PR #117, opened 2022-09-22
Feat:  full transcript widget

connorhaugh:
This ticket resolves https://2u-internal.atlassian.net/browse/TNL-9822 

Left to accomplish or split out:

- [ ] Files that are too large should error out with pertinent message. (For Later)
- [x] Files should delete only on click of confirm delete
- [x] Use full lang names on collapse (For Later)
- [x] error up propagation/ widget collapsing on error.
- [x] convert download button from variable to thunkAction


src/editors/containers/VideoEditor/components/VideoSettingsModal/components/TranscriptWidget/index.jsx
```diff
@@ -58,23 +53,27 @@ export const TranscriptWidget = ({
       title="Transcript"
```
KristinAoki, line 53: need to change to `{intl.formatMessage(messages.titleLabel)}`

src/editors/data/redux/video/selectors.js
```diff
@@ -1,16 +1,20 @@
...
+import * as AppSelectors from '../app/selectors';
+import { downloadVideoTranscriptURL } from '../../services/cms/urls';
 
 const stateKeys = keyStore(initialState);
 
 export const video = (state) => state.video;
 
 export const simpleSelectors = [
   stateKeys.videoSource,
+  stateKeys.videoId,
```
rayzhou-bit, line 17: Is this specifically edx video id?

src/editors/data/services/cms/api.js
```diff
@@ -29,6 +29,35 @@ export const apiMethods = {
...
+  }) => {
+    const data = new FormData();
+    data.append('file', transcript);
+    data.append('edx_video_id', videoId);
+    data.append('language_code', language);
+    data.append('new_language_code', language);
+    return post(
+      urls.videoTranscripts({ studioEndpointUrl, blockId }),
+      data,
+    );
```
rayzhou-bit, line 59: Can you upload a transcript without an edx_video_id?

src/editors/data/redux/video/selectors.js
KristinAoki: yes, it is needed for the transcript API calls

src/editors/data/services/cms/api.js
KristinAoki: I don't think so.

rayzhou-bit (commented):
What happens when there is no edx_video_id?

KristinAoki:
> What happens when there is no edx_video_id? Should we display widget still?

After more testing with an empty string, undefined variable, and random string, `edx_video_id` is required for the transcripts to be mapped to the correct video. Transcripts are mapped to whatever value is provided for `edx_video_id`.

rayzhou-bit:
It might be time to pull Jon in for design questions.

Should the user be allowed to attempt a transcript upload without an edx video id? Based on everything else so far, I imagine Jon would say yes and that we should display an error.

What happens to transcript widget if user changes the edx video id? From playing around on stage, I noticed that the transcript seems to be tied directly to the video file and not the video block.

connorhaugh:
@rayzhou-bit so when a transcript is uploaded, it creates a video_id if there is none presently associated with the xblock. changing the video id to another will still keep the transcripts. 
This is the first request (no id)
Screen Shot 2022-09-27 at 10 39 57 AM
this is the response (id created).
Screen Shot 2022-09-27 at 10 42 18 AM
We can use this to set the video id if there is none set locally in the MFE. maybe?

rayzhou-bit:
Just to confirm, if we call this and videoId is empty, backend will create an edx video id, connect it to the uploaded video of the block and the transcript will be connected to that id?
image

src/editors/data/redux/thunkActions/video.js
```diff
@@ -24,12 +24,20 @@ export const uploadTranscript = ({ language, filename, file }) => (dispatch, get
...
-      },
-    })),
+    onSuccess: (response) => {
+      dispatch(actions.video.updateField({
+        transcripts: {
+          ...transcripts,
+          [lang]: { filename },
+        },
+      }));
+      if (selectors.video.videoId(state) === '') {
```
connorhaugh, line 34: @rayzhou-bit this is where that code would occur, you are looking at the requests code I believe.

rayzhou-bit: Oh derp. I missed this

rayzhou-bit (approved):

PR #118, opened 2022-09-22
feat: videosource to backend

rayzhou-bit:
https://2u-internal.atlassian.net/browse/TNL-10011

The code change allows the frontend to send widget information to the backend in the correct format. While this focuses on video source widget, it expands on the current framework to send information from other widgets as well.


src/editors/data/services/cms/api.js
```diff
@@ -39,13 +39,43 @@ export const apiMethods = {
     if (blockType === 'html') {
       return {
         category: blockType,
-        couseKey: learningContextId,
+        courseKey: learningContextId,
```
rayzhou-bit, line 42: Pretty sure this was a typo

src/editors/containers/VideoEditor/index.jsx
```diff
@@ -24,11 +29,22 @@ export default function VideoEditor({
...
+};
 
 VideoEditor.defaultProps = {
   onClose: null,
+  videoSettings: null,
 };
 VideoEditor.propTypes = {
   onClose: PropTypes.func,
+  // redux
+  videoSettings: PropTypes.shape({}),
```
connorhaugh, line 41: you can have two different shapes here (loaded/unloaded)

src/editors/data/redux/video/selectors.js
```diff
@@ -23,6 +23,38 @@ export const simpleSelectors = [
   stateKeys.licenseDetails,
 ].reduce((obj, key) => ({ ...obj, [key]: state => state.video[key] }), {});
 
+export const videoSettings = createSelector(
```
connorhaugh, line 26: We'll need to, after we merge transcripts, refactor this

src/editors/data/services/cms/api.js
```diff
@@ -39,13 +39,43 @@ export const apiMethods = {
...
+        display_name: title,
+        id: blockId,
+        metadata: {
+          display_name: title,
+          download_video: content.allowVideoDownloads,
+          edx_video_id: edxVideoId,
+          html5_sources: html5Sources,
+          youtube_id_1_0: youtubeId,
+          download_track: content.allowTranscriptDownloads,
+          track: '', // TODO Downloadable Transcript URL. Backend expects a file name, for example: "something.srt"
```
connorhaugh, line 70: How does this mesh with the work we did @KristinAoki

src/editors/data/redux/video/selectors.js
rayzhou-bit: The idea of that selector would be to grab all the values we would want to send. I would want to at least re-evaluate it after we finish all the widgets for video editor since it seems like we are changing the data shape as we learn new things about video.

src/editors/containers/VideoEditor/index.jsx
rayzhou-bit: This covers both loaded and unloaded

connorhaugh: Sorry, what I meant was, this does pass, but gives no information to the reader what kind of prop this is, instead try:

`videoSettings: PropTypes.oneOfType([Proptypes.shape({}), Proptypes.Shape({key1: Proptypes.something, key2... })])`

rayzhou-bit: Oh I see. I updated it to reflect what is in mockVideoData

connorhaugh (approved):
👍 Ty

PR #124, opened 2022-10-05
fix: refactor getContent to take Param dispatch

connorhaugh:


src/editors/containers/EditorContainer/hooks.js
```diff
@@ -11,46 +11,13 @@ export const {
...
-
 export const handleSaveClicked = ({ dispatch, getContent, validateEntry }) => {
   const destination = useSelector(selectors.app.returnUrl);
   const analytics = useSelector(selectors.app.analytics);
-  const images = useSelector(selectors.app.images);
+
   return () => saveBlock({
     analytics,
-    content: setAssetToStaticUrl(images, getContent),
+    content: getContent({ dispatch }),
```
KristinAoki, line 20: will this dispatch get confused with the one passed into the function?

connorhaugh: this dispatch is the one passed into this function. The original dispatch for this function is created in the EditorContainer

----------

Go through the lines above and copy any that contain "Later".

- [ ] Files that are too large should error out with pertinent message. (For Later)
- [x] Use full lang names on collapse (For Later)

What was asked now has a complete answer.